Investigation of the push–pull effects on β-functionalized benzoporphyrins bearing an ethynylphenyl bridge

Abstract

A series of β-pyrrole functionalized push–pull porphyrins with amine push groups linked via an ethynylphenyl spacer, and cyclic imide or carboxylic esters as pull groups have been newly synthesized and characterized. The β-pyrrole functionalized ethynylphenyl spacer extends the conjugation of the porphyrin π-system, as reflected by their red-shifted absorbance and fluorescence spectra. The computed structures revealed no steric hindrance between the porphyrin π-system and the β-substituents. The calculated HOMO and LUMO of compounds WJ2 and WJ3 display significant segregation, where the electron density in the HOMO and LUMO is mainly located at the donor component and the acceptor component, respectively. The orbital segregation is likely attributed to the introduction of the electron-donating amine group at the porphyrin periphery. Electrochemical studies revealed the expected lower HOMO–LUMO gap as a result of the facile oxidation and reduction of the push–pull porphyrins. As a consequence of the push–pull effects, a reduction in fluorescence intensity and lifetime was observed, especially for compound WJ3 having two electron-donating amino groups and a strongly electron-withdrawing cyclic imide group. Femtosecond transient absorption spectral studies revealed the successful formation of the singlet excited state in all of these push–pull porphyrins.
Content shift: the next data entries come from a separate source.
PR #93, opened 2019-04-01
Refactor generic

gitMarky:
Lots of code style changes, some simplifications. Wanted to do C4Object.cpp first, but that is not really viable - I prefer smaller files for that, also found lots of things that I wanted to change in that file, but splitting it up, similar to C4Movement.cpp should be done first.

### DIFF
--- a/src/object/C4Id.h
+++ b/src/object/C4Id.h
@@ -34,7 +34,7 @@ private:
 	static NamesList names;
 	void assign(const std::string &s);
 	template<size_t N>
-	explicit C4ID(const char (&s)[N]) { assign(s); } // TODO: v is not assigned
+	explicit C4ID(const char (&s)[N]) { assign(s); } // @suppress("Class members should be properly initialized"): The call to assign() initializes 'v'
 public:
 	static const C4ID None; // Invalid ID
 	DEPRECATED static const C4ID Flag;
--- a/src/object/C4Id.h
+++ b/src/object/C4Id.h
@@ -34,13 +34,13 @@ private:
 	static NamesList names;
 	void assign(const std::string &s);
 	template<size_t N>
-	explicit C4ID(const char (&s)[N]) { assign(s); }
+	explicit C4ID(const char (&s)[N]) { assign(s); } // TODO: v is not assigned
 public:
 	static const C4ID None; // Invalid ID
-		DEPRECATED static const C4ID Flag;
+	DEPRECATED static const C4ID Flag;
 	DEPRECATED static const C4ID Conkit; // Construction kit
 	static const C4ID Clonk;
-	static const C4ID Melee;
+	DEPRECATED static const C4ID Melee;
 	static const C4ID Bubble;
 	static const C4ID EditorBase;
 
@@ -76,8 +76,8 @@ public:
 	// Compare names instead of v directly so that a sequence of IDs is synchronous
 	inline bool operator ==(const C4ID &other) const { return names[v] == names[other.v]; }
 	inline bool operator !=(const C4ID &other) const { return names[v] != names[other.v]; }
-	inline bool operator <(const C4ID &other) const { return names[v] < names[other.v]; }
-	inline bool operator >(const C4ID &other) const { return names[v] > names[other.v]; }
+	inline bool operator <(const C4ID &other)  const { return names[v] < names[other.v];  }
+	inline bool operator >(const C4ID &other)  const { return names[v] > names[other.v];  }
 	inline bool operator <=(const C4ID &other) const { return names[v] <= names[other.v]; }
 	inline bool operator >=(const C4ID &other) const { return names[v] >= names[other.v]; }
 
--- a/src/object/C4ObjectInfoList.cpp
+++ b/src/object/C4ObjectInfoList.cpp
@@ -113,7 +113,6 @@ void C4ObjectInfoList::MakeValidName(char *sName)
 	size_t namelen = SLen(sName);
 	for (int32_t identifier = 2; NameExists(sName); identifier++)
 	{
-		assert(identifier > 1);
 		sprintf(number_suffix, " %d", identifier);
 		SCopy(number_suffix, sName + std::min(namelen, C4MaxName - SLen(number_suffix)));
 	}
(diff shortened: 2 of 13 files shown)


src/object/C4Id.h
```diff
@@ -34,13 +34,13 @@ class C4ID
 	static NamesList names;
 	void assign(const std::string &s);
 	template<size_t N>
-	explicit C4ID(const char (&s)[N]) { assign(s); }
+	explicit C4ID(const char (&s)[N]) { assign(s); } // TODO: v is not assigned
```
isilkor: It is assigned, either in https://github.com/openclonk/openclonk/blob/53fccd01d1ee9f77c14ac6c96b6065b01a0b9da9/src/object/C4Id.cpp#L45 or in https://github.com/openclonk/openclonk/blob/53fccd01d1ee9f77c14ac6c96b6065b01a0b9da9/src/object/C4Id.cpp#L49

src/object/C4ObjectScript.cpp
```diff
@@ -86,53 +92,72 @@ static void FnDeathAnnounce(C4Object *Obj)
...
+		sprintf(idDeathMsg, "IDS_OBJ_DEATH%d", 1 + UnsyncedRandom(MaxDeathMsg));
 		GameMsgObject(FormatString(LoadResStr(idDeathMsg), Obj->GetName()).getData(), Obj);
 	}
 }
 
 static bool FnGrabContents(C4Object *Obj, C4Object *from)
 {
-	if (!from) return false;
-	if (Obj == from) return false;
+	if (!from && Obj == from)
```
isilkor: This should be an `||`.

src/object/C4Id.h
gitMarky: Okay, maybe the comment was misleading. The C++ code analyzer in Eclipse complains that "Member 'v' was not initialized in this constructor"

src/object/C4ObjectScript.cpp
```diff
@@ -1703,8 +2119,10 @@ static long FnGetObjectStatus(C4Object *Obj)
 static bool FnAdjustWalkRotation(C4Object *Obj, long iRangeX, long iRangeY, long iSpeed)
 {
 	// must be rotateable and attached to solid ground
-	if (!Obj->Def->Rotateable || ~Obj->Action.t_attach&CNAT_Bottom || Obj->Shape.AttachMat == MNone)
+	if (!Obj->Def->Rotateable || ~(Obj->Action.t_attach & CNAT_Bottom) || Obj->Shape.AttachMat == MNone)
```
isilkor: Those parentheses are incorrect; the negation binds to `Obj->Action.t_attach`, not to the entire masking result.

src/object/C4Id.h
```diff
@@ -34,13 +34,13 @@ class C4ID
...
 public:
 	static const C4ID None; // Invalid ID
-		DEPRECATED static const C4ID Flag;
+	DEPRECATED static const C4ID Flag;
```
lluchs: Are these still used anywhere? We should just remove them otherwise...

gitMarky: Flag and Conkit are not used, Melee is used by C4SGame::IsMelee(), but imo it can be removed there, because we no longer have such an ID. The other solution is updating the ID to the current melee goal.

src/object/C4ObjectInfoList.cpp
```diff
@@ -39,95 +39,122 @@ C4ObjectInfoList::~C4ObjectInfoList()
...
+		return false;
+	}
+	pInfo->Next = First;
+	First = pInfo;
 	return true;
 }
 
 void C4ObjectInfoList::MakeValidName(char *sName)
 {
 	char tstr[_MAX_PATH];
```
lluchs: `_MAX_PATH` doesn't make sense at all here.

src/object/C4ObjectList.cpp
```diff
@@ -163,8 +213,12 @@ bool C4ObjectList::Add(C4Object *nObj, SortType eSort, C4ObjectList *pLstSorted)
 			// Sort by master list?
 			if (pLstSorted)
 			{
-				cPrev = nullptr; cLnk = First;
-				while(cLnk && (!cLnk->Obj->Status || cLnk->Obj->Unsorted)) cLnk = cLnk->Next;
+				cPrev = nullptr;
+				cLnk = First;
+				while(cLnk && (!cLnk->Obj->Status || cLnk->Obj->Unsorted))
```
lluchs: missing space `while `

src/object/C4ObjectList.cpp
```diff
@@ -284,10 +366,17 @@ bool C4ObjectList::Remove(C4Object *pObj)
...
-	Mass-=pObj->Mass; if (Mass<0) Mass=0;
+	Mass -= pObj->Mass;
+	if (Mass < 0)
+	{
+		Mass = 0;
+	}
 
 #if defined(_DEBUG)
-	if (GetLink(pObj)) BREAKPOINT_HERE;
+	if (GetLink(pObj))
```
lluchs: I think this should just be `assert(!GetLink(pObj))`?

src/object/C4ObjectList.cpp
```diff
@@ -574,42 +767,74 @@ void C4ObjectList::Sort()
...
 	}
 	while (!fSorted);
 }
 
 void C4ObjectList::RemoveLink(C4ObjectLink *pLnk)
 {
-	if (pLnk->Prev) pLnk->Prev->Next=pLnk->Next; else First=pLnk->Next;
-	if (pLnk->Next) pLnk->Next->Prev=pLnk->Prev; else Last=pLnk->Prev;
+	if (pLnk->Prev)
+	{
```
lluchs: I actually like the short variant better here because it shows the symmetry, but whatever.

In any case, it might be worth it to standardize the normal "link" variable name in this file. `cLnk` seems to be the most common one (whatever the c stands for), but there's also `clnk` (which is very confusing because it would stand for "Clonk" everywhere else) and `pLnk` (here).

gitMarky: I'll change it back to the old notation then.

src/object/C4ObjectInfoList.cpp
gitMarky: what should we do with it?

gitMarky: To be honest, I do not understand how the function makes a valid name.

src/object/C4Id.h
gitMarky: Whatever the solution, I'd merge the PR first and then remove the deprecated IDs on master.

Due to the occurrence of intramolecular charge transfer-type interactions, relaxation of the singlet excited state was found to be faster in compound WJ3 compared to other two derivatives in polar solvent but not in nonpolar solvent. Such charge transfer-type interactions from the triplet excited state were also observed in the case of compound WJ3 in benzonitrile. The present findings bring out the importance of push–pull effects in governing the ground and excited (singlet and triplet) state properties of free-base porphyrins.